(Data extracts Opens)

PR #4588, opened 2021-03-26
Update interpolated string proposal with feedback

333fred:
* Split the TryFormat methods into TryFormatBaseString and TryFormatInterpolationHole. Naming is definitely subject to review, but hopefully the concept is clear.
* Added new open questions for logging scenarios after review with the ILogger folks.
* Added leeway for async rules in using the interpolated string builder for string types.
* Added open question for disposal of builder types.

### DIFF
--- a/proposals/improved-interpolated-strings.md
+++ b/proposals/improved-interpolated-strings.md
@@ -44,16 +44,16 @@ picturing this:
 // The builder that will actually "build" the interpolated string"
 public ref struct TraceLoggerParamsBuilder
 {
-    public static bool Create(int baseLength, int formatHoleCount, Logger logger, out TraceLoggerParamsBuilder builder)
+    public static TraceLoggerParamsBuilder Create(int baseLength, int formatHoleCount, Logger logger, out bool builderIsValid)
     {
         if (!logger._logLevelEnabled)
         {
-            builder = default;
-            return false;
+            builderIsValid = false;
+            return default;
         }
 
-        builder = TraceLoggerParamsBuilder(baseLength, formatHoleCount, logger.EnabledLevel);
-        return true;
+        builderIsValid = true;
+        return TraceLoggerParamsBuilder(baseLength, formatHoleCount, logger.EnabledLevel);
     }
 
     // Storage for the built-up string
@@ -99,16 +99,18 @@ var name = "Fred Silberberg";
 logger.LogTrace($"{name} will never be printed because info is < trace!");
 
 // This is converted to:
+var name = "Fred Silberberg";
 var receiverTemp = logger;
-_ = TraceLoggerParamsBuilder.Create(baseLength: 47, formatHoleCount: 1, receiverTemp, out var builder) &&
-    builder.TryFormatInterpolationHole("Fred Silberberg") &&
+var builder = TraceLoggerParamsBuilder.Create(baseLength: 47, formatHoleCount: 1, receiverTemp, out var builderIsValid);
+_ = builderIsValid &&
+    builder.TryFormatInterpolationHole(name) &&
     builder.TryFormatBaseString(" will never be printed because info is < trace!");
 receiverTemp.LogTrace(builder);
 ```
 
-Here, because `TraceLoggerParamsBuilder` has static method called `Create` with the correct parameters, including an out param that is the type
-the `LogTrace` call was expecting, we say that the interpolated string has an implicit builder conversion to that parameter, and it lowers to the pattern shown above.
-The specese needed for this is a bit complicated, and is expanded below.
+Here, because `TraceLoggerParamsBuilder` has static method called `Create` with the correct parameters and returns the type the `LogTrace` call was expecting,
+we say that the interpolated string has an implicit builder conversion to that parameter, and it lowers to the pattern shown above. The specese needed for this
+is a bit complicated, and is expanded below.
 
 #### Builder type applicability
 
@@ -153,20 +155,21 @@ to be converted to an _applicable\_interpolated\_string\_builder\_type_. There a
 1. A method argument is converted as part of determining applicable function members (covered below), or
 2. Given an _interpolated\_string\_expression_ `S` being converted to type `T`, the following is true:
     * `T` is an _applicable\_interpolated\_string\_builder\_type_, and
-    * `T` has an accessible static bool-returning method `Create` that takes 2 int parameters and 1 out parameter of type `T`, in that order.
+    * One of the following is true:
+        * `T` has an accessible static T-returning method `Create` that takes 2 int parameters and 1 out parameter of type `bool`, in that order.
+        * `T` has an accessible static T-returning method `Create` that takes 2 int parameters, in that order.
 
-We want to make `Create` a static method with an `out` parameter for 2 reasons:
+We want to make `Create` a static method because by making it a `static` method instead of a constructor, we allow the implementation to pool builders if it so decides to.
+If we limited the pattern to constructors, then the implementation would be required to always return new instances.
 
-1. By making it a `static` method instead of a constructor, we allow the implementation to pool builders if it so decides to. If we limited the pattern to constructors,
-then the implementation would be required to always return new instances.
-2. By making the builder an `out` parameter we allow the `Create` method to return a bool indicating whether to continue formatting, which is useful
-for scenarios like the logger above that may want to skip any argument evaluation at all for cases when the log level isn't enabled.
+Additionally, by returning the builder type instead of requiring it to go in an out parameter, we marginally improve the codegen and significantly simplify the rules around
+ref struct lifetimes vs the traditional .NET `TryX` pattern, and we expect a number of these builder types to be ref structs.
+
+This can and will be impacted by abstract statics in interfaces for generic contexts. We will need to make sure the interactions are considered and tested.
 
 **Open Question**
 
-Should we swap the out parameter and return? IE, make the return the builder type, and have an optional bool out parameter for whether the builder was successfully created? This
-might be easier for authoring and have better perf characteristics. While it does differ from the standard `TryX` pattern in C#, this method isn't intended for direct usage, so
-diverging may be fine.
+Need to confirm this pattern.
 
 #### Applicable function member adjustments
 
@@ -176,13 +179,17 @@ as follows (a new sub-bullet is added at the front of each section, in bold):
 A function member is said to be an ***applicable function member*** with respect to an argument list `A` when all of the following are true:
 *  Each argument in `A` corresponds to a parameter in the function member declaration as described in [Corresponding parameters](expressions.md#corresponding-parameters), and any parameter to which no argument corresponds is an optional parameter.
 *  For each argument in `A`, the parameter passing mode of the argument (i.e., value, `ref`, or `out`) is identical to the parameter passing mode of the corresponding parameter, and
-   *  **for an interpolated string argument to a value parameter when `A` is an instance method or static extension method invoked in reduced from, the type of the corresponding parameter is an _applicable\_interpolated\_string\_builder\_type_ `Ai`, and overload resolution on `Ai` with the identifier `Create` and a parameter list of 2 int parameters, the receiver type of `A`, and an out parameter of type `Ai` succeeds with 1 invocable member. An interpolated string argument applicable in this way is said to be immediately converted to the corresponding parameter type with an _implicit\_string\_builder\_conversion_. Or,**
+   *  **for an interpolated string argument to a value parameter when `A` is an instance method or static extension method invoked in reduced from, the type of the corresponding parameter is an _applicable\_interpolated\_string\_builder\_type_ `Ai`, and one of the following overload resolutions succeeds. An interpolated string argument applicable in this way is said to be immediately converted to the corresponding parameter type with an _implicit\_string\_builder\_conversion_. Or,**
+      * **Overload resolution on `Ai` with the identifier `Create` and a parameter list of 2 int parameters, the receiver type of `A`, and an out parameter of type `bool` succeeds with 1 invocable member, and the return type of that member is `Ai`, or**
+      * **Overload resolution on `Ai` with the identifier `Create` and a parameter list of 2 int parameters and the receiver type of `A` succeeds with 1 invocable member, and the return type of that member is `Ai`.**
    *  for a value parameter or a parameter array, an implicit conversion ([Implicit conversions](conversions.md#implicit-conversions)) exists from the argument to the type of the corresponding parameter, or
    *  for a `ref` or `out` parameter, the type of the argument is identical to the type of the corresponding parameter. After all, a `ref` or `out` parameter is an alias for the argument passed.
 For a function member that includes a parameter array, if the function member is applicable by the above rules, it is said to be applicable in its ***normal form***. If a function member that includes a parameter array is not applicable in its normal form, the function member may instead be applicable in its ***expanded form***:
 *  The expanded form is constructed by replacing the parameter array in the function member declaration with zero or more value parameters of the element type of the parameter array such that the number of arguments in the argument list `A` matches the total number of parameters. If `A` has fewer arguments than the number of fixed parameters in the function member declaration, the expanded form of the function member cannot be constructed and is thus not applicable.
 *  Otherwise, the expanded form is applicable if for each argument in `A` the parameter passing mode of the argument is identical to the parameter passing mode of the corresponding parameter, and
-   *  **for an interpolated string argument to a fixed value parameter or a value parameter created by the expansion when `A` is an instance method or static extension method invoked in reduced form, the type of the corresponding parameter is an _applicable\_interpolated\_string\_builder\_type_ `Ai`, and overload resolution on `Ai` with the identifier `Create` and a parameter list of 2 int parameters, the receiver type of `A`, and an out parameter of type `Ai` succeeds with 1 invocable member. An interpolated string argument applicable in this way is said to be immediately converted to the corresponding parameter type with an _implicit\_string\_builder\_conversion_. Or,**
+   *  **for an interpolated string argument to a fixed value parameter or a value parameter created by the expansion when `A` is an instance method or static extension method invoked in reduced form, the type of the corresponding parameter is an _applicable\_interpolated\_string\_builder\_type_ `Ai`, and one of the following overload resolutions succeeds. An interpolated string argument applicable in this way is said to be immediately converted to the corresponding parameter type with an _implicit\_string\_builder\_conversion_. Or,**
+      * **Overload resolution on `Ai` with the identifier `Create` and a parameter list of 2 int parameters, the receiver type of `A`, and an out parameter of type `bool` succeeds with 1 invocable member, and the return type of that member is `Ai`, or**
+      * **Overload resolution on `Ai` with the identifier `Create` and a parameter list of 2 int parameters and the receiver type of `A` succeeds with 1 invocable member, and the return type of that member is `Ai`.**
    *  for a fixed value parameter or a value parameter created by the expansion, an implicit conversion ([Implicit conversions](conversions.md#implicit-conversions)) exists from the type of the argument to the type of the corresponding parameter, or
    *  for a `ref` or `out` parameter, the type of the argument is identical to the type of the corresponding parameter.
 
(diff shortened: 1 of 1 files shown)


proposals/improved-interpolated-strings.md
```diff
@@ -35,16 +35,16 @@ convenient interpolation syntax.
...
+and has an out parameter of the type of original method's parameter and that type has instance `TryFormatX` methods can be invoked for every part of the interpolated
 string, then we lower the interpolation using that, instead of into a traditional call to `string.Format(formatStr, args)`. A more concrete example is helpful for
 picturing this:
 
 ```cs
 // The builder that will actually "build" the interpolated string"
 public ref struct TraceLoggerParamsBuilder
 {
-    public static bool GetInterpolatedStringBuilder(int baseLength, int formatHoleCount, Logger logger, out TraceLoggerParamsBuilder builder)
+    public static bool Create(int baseLength, int formatHoleCount, Logger logger, out TraceLoggerParamsBuilder builder)
```
jaredpar, line 47: One of the suggestions from the previous PR was to make these methods return the builder type and have the `bool` as the `out` parameter. Is there a reason we didn't change to use that form? 

The current form is less efficient performance wise (returning complex types is faster than initializing them by `ref / out`) and also has implications with `ref struct` life time rules. A non-trivial amount of our interpolated builders are going to be `ref struct` and once they are passed as  `ref / out` then we need to do a lot of due dilligence around the life time rules here. 

The details here are mundane but important and the `ref` field proposal probably does the best job of explaining them 

https://github.com/dotnet/csharplang/blob/main/proposals/low-level-struct-improvements.md#provide-parameter-does-not-escape-annotations

In short though we would need to make guarantees about the lifetimes of the temporaries that we pass as the `out` here. No such guarantees need to be done if we simple return them here.

proposals/improved-interpolated-strings.md
```diff
@@ -138,15 +153,21 @@ to be converted to an _applicable\_interpolated\_string\_builder\_type_. There a
...
 then the implementation would be required to always return new instances.
-2. By making the builder an `out` parameter we allow the `GetInterpolatedStringBuilder` method to return a bool indicating whether to continue formatting, which is useful
+2. By making the builder an `out` parameter we allow the `Create` method to return a bool indicating whether to continue formatting, which is useful
 for scenarios like the logger above that may want to skip any argument evaluation at all for cases when the log level isn't enabled.
 
+**Open Question**
+
+Should we swap the out parameter and return? IE, make the return the builder type, and have an optional bool out parameter for whether the builder was successfully created? This
+might be easier for authoring and have better perf characteristics. While it does differ from the standard `TryX` pattern in C#, this method isn't intended for direct usage, so
+diverging may be fine.
```
jaredpar, line 169: The current form also means you need to spend more time specing out `ref struct` lifetime issues. I'm happy to sit down and work with you on this but I'd prefer to pick the form that doesn't require us to do this :smile:

proposals/improved-interpolated-strings.md
```diff
@@ -35,16 +35,16 @@ convenient interpolation syntax.
 We introduce a new builder pattern that can represent an interpolated string passed as an argument to a method. The simple English of the pattern is as follows:
 
 When an _interpolated\_string\_expression_ is passed as an argument to a method, we look at the type of the parameter. If the parameter type has a static method
-`GetInterpolatedStringBuilder` that can invoked with 2 int parameters, `baseLength` and `formatHoleCount`, optionally takes a parameter the receiver is convertible to,
-and has an out parameter of the type of original method's parameter and that type has instance `TryFormat` methods can be invoked for every part of the interpolated
+`Create` that can invoked with 2 int parameters, `baseLength` and `formatHoleCount`, optionally takes a parameter the receiver is convertible to,
+and has an out parameter of the type of original method's parameter and that type has instance `TryFormatX` methods can be invoked for every part of the interpolated
```
jaredpar, line 39: >  If the parameter type has a static method `Create` that can invoked with 2 int parameters

This will impact the static virtual interfaces proposal as type parameters will become eligable in certain cases to be interpolated builders. Can we add a tracking issue in the proposal that we need to handle this at some point in the future.

Don't want to design it, just want to make sure we are tracking that these features overlap in this space.

proposals/improved-interpolated-strings.md
```diff
@@ -100,36 +100,51 @@ logger.LogTrace($"{name} will never be printed because info is < trace!");
 
 // This is converted to:
 var receiverTemp = logger;
-_ = TraceLoggerParamsBuilder.GetInterpolatedStringBuilder(baseLength: 47, formatHoleCount: 1, receiverTemp, out var builder) &&
-    builder.TryFormat("Fred Silberberg") &&
-    builder.TryFormat(" will never be printed because info is < trace!");
+_ = TraceLoggerParamsBuilder.Create(baseLength: 47, formatHoleCount: 1, receiverTemp, out var builder) &&
+    builder.TryFormatInterpolationHole("Fred Silberberg") &&
```
jaredpar, line 104:
```suggestion
    builder.TryFormatInterpolationHole(name) &&
```

Looks like a typo from the previous iteration of the proposal

proposals/improved-interpolated-strings.md
333fred: Discussed this offline. While LDM hasn't approved that change currently, I'll go ahead and make the change, and leave an open question to confirm it.

333fred:
@jaredpar addressed your feedback. Anything else?

jaredpar (approved):

333fred:
@stephentoub @chsienki please take a look.

stephentoub:
I will try to look tonight.  Sorry for the delay.

proposals/improved-interpolated-strings.md
```diff
@@ -99,37 +99,54 @@ var name = "Fred Silberberg";
...
+with an identifier of `TryFormatInterpolationHole` and parameter of the type of `Si` and name  succeeds, and contains a single instance method that returns a `bool`.
 * For every _regular\_balanced\_text_ component of `S` (`Si`) with an _interpolation\_format_ component and no _constant\_expression_ (alignment) component, overload resolution
-with an identifier of `TryFormat` and parameter types of `Si` and `string`(in that order) succeeds, and contains a single instance method that returns a `bool`.
+with an identifier of `TryFormatInterpolationHole` and parameter types of `Si` and `string`(in that order) succeeds, and contains a single instance method that returns a `bool`.
 * For every _regular\_balanced\_text_ component of `S` (`Si`) with a _constant\_expression_ (alignment) component and no _interpolation\_format_ component, overload resolution
-with an identifier of `TryFormat` and parameter types of `Si` and `int` (in that order) succeeds, and contains a single instance method that returns a `bool`.
+with an identifier of `TryFormatInterpolationHole and parameter types of `Si` and `int` (in that order) succeeds, and contains a single instance method that returns a `bool`.
```
chsienki, line 125:
```suggestion
with an identifier of `TryFormatInterpolationHole` and parameter types of `Si` and `int` (in that order) succeeds, and contains a single instance method that returns a `bool`.
```

proposals/improved-interpolated-strings.md
```diff
@@ -99,37 +99,54 @@ var name = "Fred Silberberg";
...
 * For every _regular\_balanced\_text_ component of `S` (`Si`) with an _interpolation\_format_ component and a _constant\_expression_ (alignment) component, overload resolution
-with an identifier of `TryFormat` and parameter types of `Si`, `int`, and `string` (in that order) succeeds, and contains a single instance method that returns a `bool`.
+with an identifier of `TryFormatInterpolationHole` and parameter types of `Si`, `int`, and `string` (in that order) succeeds, and contains a single instance method that returns a `bool`.
 
-Note that these rules do not permit extension methods for the `TryFormat` calls. We could consider enabling that if we choose, but this is analogous to the enumerator
+The rest of this proposal will use `TryFormatX` to refer to either of `TryFormatBaseString` or `TryFormatInterpolationHoles` in cases when both are applicable.
```
chsienki, line 129: I found this confusing that you used `TryFormatX` above in the 'simple english' section, but didn't define it until now. I would also suggest using `TryFormat...` as (IMO) its clearer what you mean, and isn't a valid identifier.

proposals/improved-interpolated-strings.md
```diff
@@ -99,37 +99,54 @@ var name = "Fred Silberberg";
...
+
+Note that these rules do not permit extension methods for the `TryFormatX` calls. We could consider enabling that if we choose, but this is analogous to the enumerator
 pattern, where we allow `GetEnumerator` to be an extension method, but not `Current` or `MoveNext()`.
 
-These rules _do_ permit default parameters for the `TryFormat` calls, which will work with things like `CallerLineNumber` or `CallerArgumentExpression` (when supported by
+These rules _do_ permit default parameters for the `TryFormatX` calls, which will work with things like `CallerLineNumber` or `CallerArgumentExpression` (when supported by
 the language).
 
+We have separate overload lookup rules for base elements vs interpolation holes because some builders will want to be able to understand the difference between the components
```
chsienki, line 137: I totally get the use case for this, but it seems complicated, especially for simpler cases that don't care. Could we alternatively have a single method that takes a `struct` with all the info in it?

```csharp
struct InteroplatedStringBuilderHoleInfo
{
    string content;
    bool isBaseString;
    string? interpolationFormat;
    int? alignment;
}
```

That way, the given builder can just look at whatever info is useful to it, we get a place to add extra info (like the caller expression if we go that route) and reduces duplication in the builder when not needed?

proposals/improved-interpolated-strings.md
```diff
@@ -138,14 +155,21 @@ to be converted to an _applicable\_interpolated\_string\_builder\_type_. There a
 1. A method argument is converted as part of determining applicable function members (covered below), or
 2. Given an _interpolated\_string\_expression_ `S` being converted to type `T`, the following is true:
     * `T` is an _applicable\_interpolated\_string\_builder\_type_, and
-    * `T` has an accessible static bool-returning method `GetInterpolatedStringBuilder` that takes 2 int parameters and 1 out parameter of type `T`, in that order.
+    * One of the following is true:
+        * `T` has an accessible static T-returning method `Create` that takes 2 int parameters and 1 out parameter of type `bool`, in that order.
+        * `T` has an accessible static T-returning method `Create` that takes 2 int parameters, in that order.
+
+We want to make `Create` a static method because by making it a `static` method instead of a constructor, we allow the implementation to pool builders if it so decides to.
```
chsienki, line 162:
```suggestion
By requiring `Create` to be a `static` method instead of a constructor, we allow the implementation to pool builders if it so decides to.
```

proposals/improved-interpolated-strings.md
```diff
@@ -155,13 +179,17 @@ as follows (a new sub-bullet is added at the front of each section, in bold):
...
-   *  **for an interpolated string argument to a value parameter when `A` is an instance method or static extension method invoked in reduced from, the type of the corresponding parameter is an _applicable\_interpolated\_string\_builder\_type_ `Ai`, and overload resolution on `Ai` with the identifier `GetInterpolatedStringBuilder` and a parameter list of 2 int parameters, the receiver type of `A`, and an out parameter of type `Ai` succeeds with 1 invocable member. An interpolated string argument applicable in this way is said to be immediately converted to the corresponding parameter type with an _implicit\_string\_builder\_conversion_. Or,**
+   *  **for an interpolated string argument to a value parameter when `A` is an instance method or static extension method invoked in reduced from, the type of the corresponding parameter is an _applicable\_interpolated\_string\_builder\_type_ `Ai`, and one of the following overload resolutions succeeds. An interpolated string argument applicable in this way is said to be immediately converted to the corresponding parameter type with an _implicit\_string\_builder\_conversion_. Or,**
```
chsienki, line 182:
```suggestion
   *  **for an interpolated string argument to a value parameter when `A` is an instance method or static extension method invoked in reduced form, the type of the corresponding parameter is an _applicable\_interpolated\_string\_builder\_type_ `Ai`, and one of the following overload resolutions succeeds. An interpolated string argument applicable in this way is said to be immediately converted to the corresponding parameter type with an _implicit\_string\_builder\_conversion_. Or,**
```

proposals/improved-interpolated-strings.md
```diff
@@ -155,13 +179,17 @@ as follows (a new sub-bullet is added at the front of each section, in bold):
...
+      * **Overload resolution on `Ai` with the identifier `Create` and a parameter list of 2 int parameters, the receiver type of `A`, and an out parameter of type `bool` succeeds with 1 invocable member, and the return type of that member is `Ai`, or**
```
chsienki, line 183: Move these sub-bullets to `An interpolated string argument applicable in this way...`

stephentoub:
I'm still not clear on what we're choosing to incorporate into the doc in these PR updates and what we're holding off on.  I'd love it if the proposal doc outlined what we currently believe the end result should be, even if it hasn't been agreed on by LDM and even if alternatives are spelled out in open issues.  For example, we know we need to be able to pass in additional arguments, but that / the attribute for that aren't part of the proposal, just called out as an open issue.  And we know (or at least I've strongly argued) that we should have the format methods be able to optionally return void vs bool, but that's still just called out as an open issue.  Can we do one update to get the proposal into the state you / I believe it should be, and then just iterate based on differing decisions from LDM?  Otherwise, I don't know what it means to provide feedback on the doc, don't know how to interpret what you're pushing for vs what you're not, etc.

proposals/improved-interpolated-strings.md
```diff
@@ -155,13 +179,17 @@ as follows (a new sub-bullet is added at the front of each section, in bold):
...
+   *  **for an interpolated string argument to a fixed value parameter or a value parameter created by the expansion when `A` is an instance method or static extension method invoked in reduced form, the type of the corresponding parameter is an _applicable\_interpolated\_string\_builder\_type_ `Ai`, and one of the following overload resolutions succeeds. An interpolated string argument applicable in this way is said to be immediately converted to the corresponding parameter type with an _implicit\_string\_builder\_conversion_. Or,**
+      * **Overload resolution on `Ai` with the identifier `Create` and a parameter list of 2 int parameters, the receiver type of `A`, and an out parameter of type `bool` succeeds with 1 invocable member, and the return type of that member is `Ai`, or**
```
chsienki, line 191: Same comment as above

proposals/improved-interpolated-strings.md
stephentoub: That will make every call more expensive, in order to set up the struct just to be able to pass in the relevant info.  That struct would also need to be either emitted for every different T or be generic on T, and the latter would prevent ref structs (e.g. spans) from being used in holes, which is important to be able to support.

proposals/improved-interpolated-strings.md
```diff
@@ -99,37 +99,54 @@ var name = "Fred Silberberg";
...
+with an identifier of `TryFormatInterpolationHole` and parameter types of `Si`, `int`, and `string` (in that order) succeeds, and contains a single instance method that returns a `bool`.
 
-Note that these rules do not permit extension methods for the `TryFormat` calls. We could consider enabling that if we choose, but this is analogous to the enumerator
+The rest of this proposal will use `TryFormatX` to refer to either of `TryFormatBaseString` or `TryFormatInterpolationHoles` in cases when both are applicable.
+
+Note that these rules do not permit extension methods for the `TryFormatX` calls. We could consider enabling that if we choose, but this is analogous to the enumerator
 pattern, where we allow `GetEnumerator` to be an extension method, but not `Current` or `MoveNext()`.
 
-These rules _do_ permit default parameters for the `TryFormat` calls, which will work with things like `CallerLineNumber` or `CallerArgumentExpression` (when supported by
+These rules _do_ permit default parameters for the `TryFormatX` calls, which will work with things like `CallerLineNumber` or `CallerArgumentExpression` (when supported by
```
stephentoub, line 134: I understand this for TryFormatInterpolationHole.  What does it mean to support CallerArgumentExpression with TryFormatBaseString?

proposals/improved-interpolated-strings.md
```diff
@@ -99,37 +99,54 @@ var name = "Fred Silberberg";
...
 
+We have separate overload lookup rules for base elements vs interpolation holes because some builders will want to be able to understand the difference between the components
+that were interpolated and the components that were part of the base string.
+
+**Open Question**
+
+Some scenarios, like structured logging, want to be able to provide names for interpolation elements. For example, today a logging call might look like
+`Log("{name} bought {itemCount} items", name, items.Count);`. The names inside the `{}` provide important structure information for loggers that help with ensuring output
+is consistent and uniform. Some cases might be able to reuse the `:format` component of an interpolation hole for this, but many loggers already understand format specifiers
+and have existing behavior for output formatting based on this info. Is there some syntax we can use to enable putting these named specifiers in?
```
stephentoub, line 145: If such a syntax existed, how would the data be passed to TryFormatInterpolationHole?

proposals/improved-interpolated-strings.md
```diff
@@ -138,14 +155,21 @@ to be converted to an _applicable\_interpolated\_string\_builder\_type_. There a
 1. A method argument is converted as part of determining applicable function members (covered below), or
 2. Given an _interpolated\_string\_expression_ `S` being converted to type `T`, the following is true:
     * `T` is an _applicable\_interpolated\_string\_builder\_type_, and
-    * `T` has an accessible static bool-returning method `GetInterpolatedStringBuilder` that takes 2 int parameters and 1 out parameter of type `T`, in that order.
+    * One of the following is true:
+        * `T` has an accessible static T-returning method `Create` that takes 2 int parameters and 1 out parameter of type `bool`, in that order.
+        * `T` has an accessible static T-returning method `Create` that takes 2 int parameters, in that order.
```
stephentoub, line 160: What about the other state that's passed in?  I know you have attributed arguments in open issues (even though I think it's really important), but your examples allow passing in the receiver, and that doesn't seem to be factored in here...?

proposals/improved-interpolated-strings.md
```diff
@@ -224,15 +251,15 @@ public ref struct InterpolatedStringBuilder
         ArrayPool<char>.Shared.Return(_array);
         Return result;
     }
-    public bool TryFormat(string s) => TryFormat((ReadOnlySpan<char>)s);
-    public bool TryFormat(ReadOnlySpan<char> s)
+    public bool TryFormatBaseString(string s) => TryFormatInterpolationHole((ReadOnlySpan<char>)s);
```
stephentoub, line 254: Nit: the cast is no longer needed

stephentoub (approved):

333fred:
> I'm still not clear on what we're choosing to incorporate into the doc in these PR updates and what we're holding off on.

The intent of this PR is to have enough specified that we can move forward with `InterpolatedStringBuilder` (or whatever else we decide to name it). The attribute changes are going to require more spec work, and I'd like to actually make progress on the implementation of strings at this point. There are still a number of open questions related to more complete support (including out-of-order evaluation and argument resolution), and what we have should be fine for the initial bit.

proposals/improved-interpolated-strings.md
333fred: That's what I would expect. Not that I expect anyone to _do_ that, but we would support it.

proposals/improved-interpolated-strings.md
333fred: Presumably, there would need to be an overload that took it.

proposals/improved-interpolated-strings.md
333fred: Neither of these is applicable there. Those are bullet one, covered in applicable function member.

proposals/improved-interpolated-strings.md
333fred: I specifically didn't do that because you can't have sub-bullets in the middle of a bullet.

proposals/improved-interpolated-strings.md
333fred: Same answer as above.

proposals/improved-interpolated-strings.md
333fred: Not if we have a generic. `TryFormatInterpolationHole<T>(T)` will be preferred over `TryFormatInterpolationHole(ReadOnlySpan<char>)`

stephentoub: That's ok.  It's just an optimization at that point.  The generic handed a string will work just fine.

proposals/improved-interpolated-strings.md
stephentoub: I don't follow, but you think it's fine, so ok.

333fred: Basically: these bullets don't allow for state to come in. The version that allows state to come in is covered in the applicable function member section.

chsienki (approved):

(Data extracts Closes)

Problem: Every line above that contains the word "always" should be reported.

Your response:
+If we limited the pattern to constructors, then the implementation would be required to always return new instances.
-then the implementation would be required to always return new instances.
 then the implementation would be required to always return new instances.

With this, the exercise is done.